Task prompt = Line by line, transcribe all of the entries exactly.

[[ Exercise data, beginning ]]

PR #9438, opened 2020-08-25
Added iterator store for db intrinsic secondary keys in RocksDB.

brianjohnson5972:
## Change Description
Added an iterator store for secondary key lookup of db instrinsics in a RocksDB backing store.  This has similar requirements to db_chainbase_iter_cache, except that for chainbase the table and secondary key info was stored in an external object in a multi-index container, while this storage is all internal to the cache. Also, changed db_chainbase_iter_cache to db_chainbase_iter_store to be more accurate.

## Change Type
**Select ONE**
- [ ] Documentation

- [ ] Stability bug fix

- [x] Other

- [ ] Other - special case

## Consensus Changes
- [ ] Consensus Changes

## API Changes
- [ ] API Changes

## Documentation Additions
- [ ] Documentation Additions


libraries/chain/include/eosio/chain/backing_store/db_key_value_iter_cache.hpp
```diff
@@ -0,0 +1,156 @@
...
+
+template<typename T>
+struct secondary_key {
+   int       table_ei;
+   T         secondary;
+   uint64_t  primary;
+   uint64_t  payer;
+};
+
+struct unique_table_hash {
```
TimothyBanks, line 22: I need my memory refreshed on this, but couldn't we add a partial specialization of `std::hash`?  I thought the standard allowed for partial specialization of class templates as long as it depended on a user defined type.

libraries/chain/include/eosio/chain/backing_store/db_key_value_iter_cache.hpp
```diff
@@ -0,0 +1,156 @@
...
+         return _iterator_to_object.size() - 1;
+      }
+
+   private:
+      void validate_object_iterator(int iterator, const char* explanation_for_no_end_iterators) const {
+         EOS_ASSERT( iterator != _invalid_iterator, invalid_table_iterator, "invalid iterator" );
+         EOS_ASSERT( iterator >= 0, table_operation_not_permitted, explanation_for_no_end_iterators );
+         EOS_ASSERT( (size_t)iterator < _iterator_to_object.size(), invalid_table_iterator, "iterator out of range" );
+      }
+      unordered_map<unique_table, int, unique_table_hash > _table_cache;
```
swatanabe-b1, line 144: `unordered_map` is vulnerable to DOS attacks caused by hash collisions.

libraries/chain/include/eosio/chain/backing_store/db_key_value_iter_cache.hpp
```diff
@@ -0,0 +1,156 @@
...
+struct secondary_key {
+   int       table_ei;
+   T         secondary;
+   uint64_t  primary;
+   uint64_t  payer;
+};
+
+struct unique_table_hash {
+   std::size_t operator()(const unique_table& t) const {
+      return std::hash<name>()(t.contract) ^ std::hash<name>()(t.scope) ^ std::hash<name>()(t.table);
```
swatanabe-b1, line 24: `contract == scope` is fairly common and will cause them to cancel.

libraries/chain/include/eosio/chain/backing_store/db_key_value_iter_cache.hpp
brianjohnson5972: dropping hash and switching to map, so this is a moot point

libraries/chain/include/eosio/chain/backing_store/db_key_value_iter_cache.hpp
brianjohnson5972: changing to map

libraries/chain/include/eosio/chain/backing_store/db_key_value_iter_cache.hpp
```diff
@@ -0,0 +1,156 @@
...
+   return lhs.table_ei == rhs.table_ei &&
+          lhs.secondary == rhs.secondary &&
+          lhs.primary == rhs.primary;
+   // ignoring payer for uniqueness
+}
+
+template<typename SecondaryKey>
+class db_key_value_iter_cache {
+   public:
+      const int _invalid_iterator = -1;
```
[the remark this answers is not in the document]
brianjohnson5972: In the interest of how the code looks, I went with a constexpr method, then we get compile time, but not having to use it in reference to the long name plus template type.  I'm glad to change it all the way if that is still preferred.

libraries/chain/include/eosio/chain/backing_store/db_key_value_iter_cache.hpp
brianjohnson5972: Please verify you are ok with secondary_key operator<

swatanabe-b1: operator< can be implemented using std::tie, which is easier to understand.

[[ Exercise data, end ]]

Answer to the exercise =
PR #9438, opened 2020-08-25
Added iterator store for db intrinsic secondary keys in RocksDB.

brianjohnson5972:
## Change Description
Added an iterator store for secondary key lookup of db instrinsics in a RocksDB backing store.  This has similar requirements to db_chainbase_iter_cache, except that for chainbase the table and secondary key info was stored in an external object in a multi-index container, while this storage is all internal to the cache. Also, changed db_chainbase_iter_cache to db_chainbase_iter_store to be more accurate.

## Change Type
**Select ONE**
- [ ] Documentation

- [ ] Stability bug fix

- [x] Other

- [ ] Other - special case

## Consensus Changes
- [ ] Consensus Changes

## API Changes
- [ ] API Changes

## Documentation Additions
- [ ] Documentation Additions


libraries/chain/include/eosio/chain/backing_store/db_key_value_iter_cache.hpp
```diff
@@ -0,0 +1,156 @@
...
+
+template<typename T>
+struct secondary_key {
+   int       table_ei;
+   T         secondary;
+   uint64_t  primary;
+   uint64_t  payer;
+};
+
+struct unique_table_hash {
```
TimothyBanks, line 22: I need my memory refreshed on this, but couldn't we add a partial specialization of `std::hash`?  I thought the standard allowed for partial specialization of class templates as long as it depended on a user defined type.

libraries/chain/include/eosio/chain/backing_store/db_key_value_iter_cache.hpp
```diff
@@ -0,0 +1,156 @@
...
+         return _iterator_to_object.size() - 1;
+      }
+
+   private:
+      void validate_object_iterator(int iterator, const char* explanation_for_no_end_iterators) const {
+         EOS_ASSERT( iterator != _invalid_iterator, invalid_table_iterator, "invalid iterator" );
+         EOS_ASSERT( iterator >= 0, table_operation_not_permitted, explanation_for_no_end_iterators );
+         EOS_ASSERT( (size_t)iterator < _iterator_to_object.size(), invalid_table_iterator, "iterator out of range" );
+      }
+      unordered_map<unique_table, int, unique_table_hash > _table_cache;
```
swatanabe-b1, line 144: `unordered_map` is vulnerable to DOS attacks caused by hash collisions.

libraries/chain/include/eosio/chain/backing_store/db_key_value_iter_cache.hpp
```diff
@@ -0,0 +1,156 @@
...
+struct secondary_key {
+   int       table_ei;
+   T         secondary;
+   uint64_t  primary;
+   uint64_t  payer;
+};
+
+struct unique_table_hash {
+   std::size_t operator()(const unique_table& t) const {
+      return std::hash<name>()(t.contract) ^ std::hash<name>()(t.scope) ^ std::hash<name>()(t.table);
```
swatanabe-b1, line 24: `contract == scope` is fairly common and will cause them to cancel.

libraries/chain/include/eosio/chain/backing_store/db_key_value_iter_cache.hpp
brianjohnson5972: dropping hash and switching to map, so this is a moot point

libraries/chain/include/eosio/chain/backing_store/db_key_value_iter_cache.hpp
brianjohnson5972: changing to map

libraries/chain/include/eosio/chain/backing_store/db_key_value_iter_cache.hpp
```diff
@@ -0,0 +1,156 @@
...
+   return lhs.table_ei == rhs.table_ei &&
+          lhs.secondary == rhs.secondary &&
+          lhs.primary == rhs.primary;
+   // ignoring payer for uniqueness
+}
+
+template<typename SecondaryKey>
+class db_key_value_iter_cache {
+   public:
+      const int _invalid_iterator = -1;
```
[the remark this answers is not in the document]
brianjohnson5972: In the interest of how the code looks, I went with a constexpr method, then we get compile time, but not having to use it in reference to the long name plus template type.  I'm glad to change it all the way if that is still preferred.

libraries/chain/include/eosio/chain/backing_store/db_key_value_iter_cache.hpp
brianjohnson5972: Please verify you are ok with secondary_key operator<

swatanabe-b1: operator< can be implemented using std::tie, which is easier to understand.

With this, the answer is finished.